Was wird im Hauptteil behandelt?
Der Hauptteil analysiert spezifische Aspekte wie Sprache, rassistische Residuen, die Darstellung als „exotisches“ Fabelwesen, den Umgang mit indianischen Arbeitskräften und Gastgebern.
Welche Schlüsselwörter charakterisieren die Arbeit?
Zu den wichtigsten Begriffen zählen Humboldt, Forschungsreise, Kolonialgesellschaft, Unterschicht, Indios, Ethnologie und Eurozentrismus.

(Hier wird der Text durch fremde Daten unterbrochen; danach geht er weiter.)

PR #307, opened 2020-03-17
overlay/ignition-ostree-growfs: Don't run if root= karg

cgwalters:
This occurs in the currently artificial scenario of the RHCOS
upgrade tests from previous 4.2 Anaconda-based builds.  This wouldn't
happen in practice because growfs is already keyed off only executing
on the Ignition boot, and there's no way we'd rebase this code and
release updated 4.2 bootimages.  But, we already have similar exclusions in
the mount code, so let's do the same for growfs.

### DIFF
--- a/overlay.d/05core/usr/lib/dracut/modules.d/40ignition-ostree/ignition-ostree-growfs.service
+++ b/overlay.d/05core/usr/lib/dracut/modules.d/40ignition-ostree/ignition-ostree-growfs.service
@@ -2,6 +2,9 @@
 Description=Ignition OSTree: Grow root filesystem
 DefaultDependencies=false
 ConditionKernelCommandLine=ostree
+# Similar to the other mount rules, suppress invocation if we detect
+# we are running from a legacy setup created by Anaconda.
+ConditionKernelCommandLine=!root
 ConditionPathExists=!/run/ostree-live
 Before=initrd-root-fs.target
 After=ignition-ostree-mount-firstboot-sysroot.service


dustymabe:
can we add a comment that gives guidance on when this can be removed? Seems like something we'll only need for a short period of time.

cgwalters:
> can we add a comment that gives guidance on when this can be removed? Seems like something we'll only need for a short period of time.

It's not any different from

>  But, we already have similar exclusions in the mount code, so let's do the same for growfs.

I don't think it's worth trying to remove these anytime soon.

jlebon (approved):
This is fine, but it's essentially RHCOS-specific implementation details leaking into FCOS. I think we should work towards supporting RHCOS in the `run-upgrade` suite instead (see https://github.com/coreos/coreos-assembler/issues/1158) and drop that artificial test.

dustymabe:
> Similar to the other mount rules, suppress invocation if we detect
> we are running from a legacy setup created by Anaconda.

This is good info, but would be better if we say something like what was the last release we used Anaconda for. Then it's real easy to know when we no longer need it.

dustymabe (approved):

cgwalters:
> This is fine, but it's essentially RHCOS-specific implementation details leaking into FCOS. 

[Not quite](https://github.com/coreos/fedora-coreos-config/pull/247) right?

> I think we should work towards supporting RHCOS in the run-upgrade suite instead (see coreos/coreos-assembler#1158) and drop that artificial test.

This I obviously agree with!  But while *this* case was "synthetic", others won't be I think.

> This is good info, but would be better if we say something like what was the last release we used Anaconda for. Then it's real easy to know when we no longer need it.

I think we need to support in-place updates *from* RHCOS 4.2 until such time as we have [bootimage updates for OpenShift 4](https://github.com/openshift/enhancements/pull/201).

So...I'm not seeing us removing this anytime soon.  It's not a huge tech debt at least.

PR #308, opened 2020-03-19
manifest/base: add dhcp-client

jlebon:
The latest dracut (050) switched to a rich dependency to accept either
NM or `dhclient` for doing DHCP in the initrd:

https://github.com/dracutdevs/dracut/commit/e8638076857621b28eb4dc36cdd49a94992835b7

which caused us to lose it in FCOS since we do ship NM in the real root.

The dependency there should really be something like "require NM if it's
used in the initrd and the real root, otherwise require dhclient", but
you can't really do that in a spec file.

Until we have NetworkManager in the initrd, we definitely need
`dhclient` available for DHCP there.

Resolves: https://github.com/coreos/fedora-coreos-tracker/issues/429

PR #309, opened 2020-03-19
manifest/ignition: require Ignition dracut module

jlebon:
Explicitly do `--add=ignition` when calling `dracut` so that we fail if
for whatever reason it couldn't be included.

For more background, see:
https://github.com/coreos/fedora-coreos-tracker/issues/429

### DIFF
--- a/manifests/ignition-and-ostree.yaml
+++ b/manifests/ignition-and-ostree.yaml
@@ -8,6 +8,10 @@
 # Include rpm-ostree + kernel + bootloader
 include: bootable-rpm-ostree.yaml
 
+initramfs-args:
+  # make it a hard error if Ignition can't be included
+  - --add=ignition
+
 # Modern defaults we want
 boot-location: modules
 tmp-is-dir: true


cgwalters (approved):

cgwalters:
Though maybe this should go in `ignition-and-ostree.yaml` ?

dustymabe (approved):

dustymabe:
so ignition wasn't added because dhclient wasn't installed ?

jlebon:
> Though maybe this should go in `ignition-and-ostree.yaml` ?

Done!

> so ignition wasn't added because dhclient wasn't installed ?

Yup, you can see the full chain of dependencies here: https://github.com/coreos/fedora-coreos-tracker/issues/429#issuecomment-601302105

With this commit (but without #308):

```
dracut: Executing: /usr/bin/dracut --reproducible --gzip -v --add ostree --tmpdir=/tmp/dracut -f /tmp/initramfs.img --add=ignition --no-hostonly --omit=nfs --omit=lvm --omit=multipath --omit=iscsi --kver 5.5.9-200.fc31.x86_64
...
dracut: dracut module 'network-legacy' will not be installed, because command 'dhclient' could not be found!
dracut: dracut module 'network' depends on 'network-legacy', which can't be installed
dracut: dracut module 'afterburn' depends on 'network', which can't be installed
dracut: dracut module 'url-lib' depends on 'network', which can't be installed
dracut: dracut module 'ignition' depends on 'url-lib', which can't be installed
dracut: dracut module 'ignition' depends on 'url-lib', which can't be installed
dracut: dracut module 'ignition-conf' depends on 'ignition', which can't be installed
dracut: dracut module 'ignition-ostree' depends on 'ignition', which can't be installed
...
dracut: dracut module 'ignition' cannot be found or installed.
error: Finalizing rootfs: During kernel processing: Executing bwrap(rpmostree-dracut-wrapper): Child process killed by signal 1
```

Wie bewertete Humboldt den kulturellen Status der indigenen Bevölkerung?
Humboldt sah die indigene Kultur nicht generell als „Unkultur“, blieb jedoch bei seiner Wahrnehmung oft einem Ideal des „edlen Wilden“ verhaftet und ordnete ethnologische Themen seinen wissenschaftlichen Zielen unter.
Welche Rolle spielten die indianischen Begleiter für Humboldt?
Obwohl sie für den Erfolg der Expedition (als Träger, Dolmetscher oder Führer) unerlässlich waren, finden sie in seinen Berichten meist nur periphere Erwähnung als anonymisierte Funktionsträger.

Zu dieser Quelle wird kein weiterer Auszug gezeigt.